I'm running greedy search for GPT-OSS 20B but get different inference results for the same prompt (120B has the same issue). Here is my code:

from tensorrt_llm import LLM, SamplingParams
from tensorrt_llm.llmapi import CudaGraphConfig, MoeConfig

enable_attention_dp = False
max_batch_size = 4
cuda_graph_config = CudaGraphConfig(
    max_batch_size=max_batch_size,
    enable_padding=True,
)
# moe_config=MoeConfig(backend="CUTLASS")
moe_config=MoeConfig(backend="TRTLLM")


llm = LLM(
    model="path-to-model/gpt/gpt-oss-20b-bf16",
    enable_attention_dp=enable_attention_dp,
    max_batch_size=max_batch_size,
    cuda_graph_config=cuda_graph_config,
    moe_config=moe_config,
    max_seq_len=32768,
    max_num_tokens=32768,
    tensor_parallel_size=2,
    moe_expert_parallel_size=2,
    enable_mixed_sampler=True,
)

prompts = ["This is a 500-word story:",]
sampling_params = SamplingParams(
  temperature=0.0, 
  top_k=1, 
  max_tokens=256,
)

for output in llm.generate(prompts,  sampling_params):
    print(output.outputs[0].text)

When I set temperature=10000.0, top_k=1000, the output is garble, which indicates temperature and top_k work.
However, when I set temperature=0.0, top_k=1, the output is not unique per inference for the same input prompt.

I can see a couple of closed issues asking for the similar question, but there is no explanation on why. Could anyone explain it?
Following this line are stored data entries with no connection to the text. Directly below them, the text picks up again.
PR #253, opened 2022-09-21
Update packages

niktek:
This is going to become more important for GH actions to auto build the package. My current testing shows that it is really pedantic about matching package number versions in package.json and package lock files.


endigo9740:
Good call. I had planned this but it just got lose in the shuffle! Given that even minor updates can sometimes introduce breaking changes I'll leave this one for a deeper review in the morning. If all is well I'll merge proper before moving forward with the other testing mentioned on Discord.

endigo9740:
Ok, so I see this updates Svelte/Package to the v4 that we want to avoid. I'll hold off on merging this until you give the all clear. We're probably fine to launch with the current deps for the time being.

endigo9740:
We'll test this instead:
https://github.com/Brain-Bones/skeleton/pull/263

PR #256, opened 2022-09-21
Re-add deprecated components

niktek:
List and ListItem are baaaacccck!  At least for one more version to assist users with transition.  This was taken from commit `3c70daff99` which was the format pass.

The package.json is just pinning the @sveltejs/package version till a fix is found.


endigo9740:
Per:
https://github.com/Brain-Bones/skeleton/discussions/250

Screen Shot 2022-09-21 at 12 40 43 PM

PR #262, opened 2022-09-21
ListBox was Listbox at few places

ak4zh:
Just fixed a few typos.
And normalized the use of text `Listbox` to `ListBox` in docs to avoid any confusion.


endigo9740:
That definitely needed to be fixed in the import example, but the versions in the `<h3>` tags will need to be reverted. These follow two conventions:

- When spelled out, for humans to read, it's `Listbox`. Capital case ([example](https://www.w3.org/WAI/ARIA/apg/patterns/listbox/))
- For components, we utilize camel case for consistency, so `ListBox`

If you don't mind doing that, otherwise I don't mind grabbing that on my either. Either way!

endigo9740:
Went ahead and handled the title reverts. Merging now! Thanks for the contribution!

PR #574, opened 2024-02-22
MS-229 Event upload batch size config

luhmirin-s:
Main changes:
* Added batch size configuration to `synchronization.up.simprints`. Defaulting all batch sizes to 1 if no config provided to mimic existing behaviour. 
* Using new configuration to upload events in the batches of provided sizes
* Split out-of-session events into separate request per scope to allow batching those events separately.

### DIFF
--- a/infra/config-store/src/main/java/com/simprints/infra/config/store/local/ConfigLocalDataSourceImpl.kt
+++ b/infra/config-store/src/main/java/com/simprints/infra/config/store/local/ConfigLocalDataSourceImpl.kt
@@ -181,11 +181,11 @@ internal class ConfigLocalDataSourceImpl @Inject constructor(
                         simprints = UpSynchronizationConfiguration.SimprintsUpSynchronizationConfiguration(
                             kind = UpSynchronizationConfiguration.UpSynchronizationKind.NONE,
                             batchSizes = UpSynchronizationConfiguration.UpSyncBatchSizes.default(),
+                            imagesRequireUnmeteredConnection = false,
                         ),
                         coSync = UpSynchronizationConfiguration.CoSyncUpSynchronizationConfiguration(
                             kind = UpSynchronizationConfiguration.UpSynchronizationKind.NONE
                         ),
-                        imagesRequireUnmeteredConnection = false,
                     ),
                     down = DownSynchronizationConfiguration(
                         partitionType = DownSynchronizationConfiguration.PartitionType.USER,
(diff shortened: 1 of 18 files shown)


ybourgery:
@luhmirin-s Do we agree on adding that we will add the new configuration parameter inside `synchronization.up.simprints` as it feels strange to have some in `synchronization.up` (imagesRequireUnmeteredConnection) and some other in `synchronization.up.simprints`?

luhmirin-s:
@ybourgery The discussion stopped with some agreement and no other comments, so I assumed we were doing it. I can hold merging PR until we are sure.
The location of the config makes sense to me. Maybe it is not too late to move the image imagesRequireUnmeteredConnection into `synchronization.up.simprints` to keep things consistent. Although I am not against moving this one layer up to `synchronization.up`.

luhmirin-s:
@ethiery Dragging you into this as well, do you think that we should move connection flag into `simprints` or move `batches` out of it?

infra/config-store/src/main/java/com/simprints/infra/config/store/local/ConfigLocalDataSourceImpl.kt
```diff
@@ -179,7 +179,12 @@ internal class ConfigLocalDataSourceImpl @Inject constructor(
                     frequency = SynchronizationConfiguration.Frequency.PERIODICALLY,
                     up = UpSynchronizationConfiguration(
                         simprints = UpSynchronizationConfiguration.SimprintsUpSynchronizationConfiguration(
-                            kind = UpSynchronizationConfiguration.UpSynchronizationKind.NONE
+                            kind = UpSynchronizationConfiguration.UpSynchronizationKind.NONE,
+                            batchSizes = UpSynchronizationConfiguration.UpSyncBatchSizes(
+                                sessions = 1,
```
alexandr-simprints, line 184: Why isn't `UpSyncBatchSizes.default()` being used here and in the `OldProjectConfig` below?

alexandr-simprints (approved):

ethiery:
> @ethiery Dragging you into this as well, do you think that we should move connection flag into `simprints` or move `batches` out of it?

Batching does not apply to both types of "up-sync". For co-sync, only sessions are "up-synced", one by one, through callbacks. Batching only applies to up-sync to simprints' back-end, so I would definitely nest `batches` under `simprints`.

And I'd say the same reasoning applies to image sync. Wifi/no wifi is irrelevant to co-sync since it does not happen over the internet, but locally through intents. So it probably would have made more sense for `ImagesRequireUnmeteredConnection` to be nested under `simprints`.

luhmirin-s:
@ybourgery @ethiery, it has not been released to prod, so we can change it pretty easily.
I will move the flag into Simprints' specific configuration on the SID side. Please do the same on BE side.

infra/config-store/src/main/java/com/simprints/infra/config/store/local/ConfigLocalDataSourceImpl.kt
luhmirin-s: 🤷🏻

PR #580, opened 2024-02-26
MS-215 Sync info screen revamp

luhmirin-s:
Main changes:
* Combine the "Records to download" and "Records to delete" fields in sync info since that info will be combined in the new events API. 
* Also made minor changes to the sync info layout to make it adapt to various configurations a bit better.
* Switched event fetch from dedicated endpoint to HEAD request on the events endpoint. Additionally added handling for "isLowerBound" handling on the sync info page.


feature/dashboard/src/main/java/com/simprints/feature/dashboard/settings/syncinfo/SyncInfoViewModel.kt
```diff
@@ -195,15 +185,15 @@ internal class SyncInfoViewModel @Inject constructor(
...
+            DownSyncCounts(0, false)
         }
 
     private suspend fun fetchAndUpdateRecordsToDownSyncAndDeleteCount(): DownSyncCounts =
         try {
             eventSyncManager.countEventsToDownload()
         } catch (t: Throwable) {
             Simber.d(t)
-            DownSyncCounts(0, 0)
+            DownSyncCounts(0, false)
```
alexandr-simprints, line 196: In the future, I'd like us to use the explicit parameter names, especially in cases like this. `DownSyncCounts(0, false)` doesn't make much sense when reading. 

In comparison, `DownSyncCounts(count = 0, isLowerBound = false)` is easier to understand. Or at least specifying the flag's purpose: `DownSyncCounts(0, isLowerBound = false)`

infra/resources/src/main/res/values/strings.xml
```diff
@@ -365,7 +365,7 @@
     <string name="dashboard_sync_info_title">Sync Information</string>
     <string name="dashboard_sync_info_select_modules_button">Select modules</string>
     <string name="dashboard_sync_info_records_to_upload">Records to upload</string>
-    <string name="dashboard_sync_info_records_to_download">Records to download</string>
+    <string name="dashboard_sync_info_records_to_download">Records to download or delete</string>
```
alexandr-simprints, line 368: Is this noted to be reflected in the other translations?

alexandr-simprints (approved):

PR #582, opened 2024-02-27
[MS-241] Add -keep declarations for all classes saved in the OrchestratorCache

BurningAXE:
FSR the @Keep annotation doesn’t work and in release builds the result classes are obfuscated which prevents Jackson from properly (de)serializing them and without the step results Enrol Last Bio cannot work.
To reproduce - either use a prod version or a debug one with isMinifyEnabled = true . Then log into a project with “Duplicate biometric check enabled” set to true and try to do an Identification followed by Enrol Last Bio. In 2023.4.2 it fails with a gray screen saying that there was a duplicate (another issue we need to fix later).

### DIFF
--- a/id/proguard-rules.pro
+++ b/id/proguard-rules.pro
@@ -52,6 +52,21 @@
 -keep class com.simprints.infra.events.event.domain.models.** { *; }
 -keep class com.simprints.infra.events.event.local.** { *; }
 
+-keep class com.simprints.feature.orchestrator.steps.** { *; }
+-keep class com.simprints.face.capture.** { *; }
+-keep class com.simprints.face.configuration.** { *; }
+-keep class com.simprints.feature.alert.** { *; }
+-keep class com.simprints.feature.consent.** { *; }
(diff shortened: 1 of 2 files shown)


meladRaouf (approved):

id/proguard-rules.pro
```diff
@@ -52,6 +52,21 @@
 -keep class com.simprints.infra.events.event.domain.models.** { *; }
 -keep class com.simprints.infra.events.event.local.** { *; }
 
+-keep class com.simprints.feature.orchestrator.steps.** { *; }
```
luhmirin-s, line 55: Wouldn't this completely disable obfuscation for those feature modules? Maybe we could have something more specific - e.g. everything in those modules that end in Result?

BurningAXE: In general yes. However, I wonder if it's worth the effort!? As the code is open now, there's no benefit to obfuscation besides a very small reduction in binary size. Given the amount of bugs that obfuscation causes I'd even argue that disabling obfuscation for the whole project may be a good idea.

PR #584, opened 2024-02-28
MS-157 Login form updates

luhmirin-s:
Main changes: 
* Removed unnecessary "hide password" toggle for user ID field
* Made project ID field read-only
* Made disabled input fields more obviously disabled
* Moved QR project ID comparison to the one provided by intent to happen right after the scan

Before submitting a new issue...

  • Make sure you already searched for relevant issues, and checked the documentation and examples for answers to frequently asked questions.

TensorRT LLM by default uses non-deterministic kernels for better performance. Could you try set environment variable FORCE_DETERMINISTIC=1? Please be aware that deterministic may resulted in worse performance, and may not be implemented yet for some operations.

Thanks for the answer. Now I understand where the "randomness" comes from.
However, FORCE_DETERMINISTIC=1 doesn't work. Really appreciate it if you have other solutions.

@hlu1 Could you answer if there's support for deterministic output for GPT-OSS models?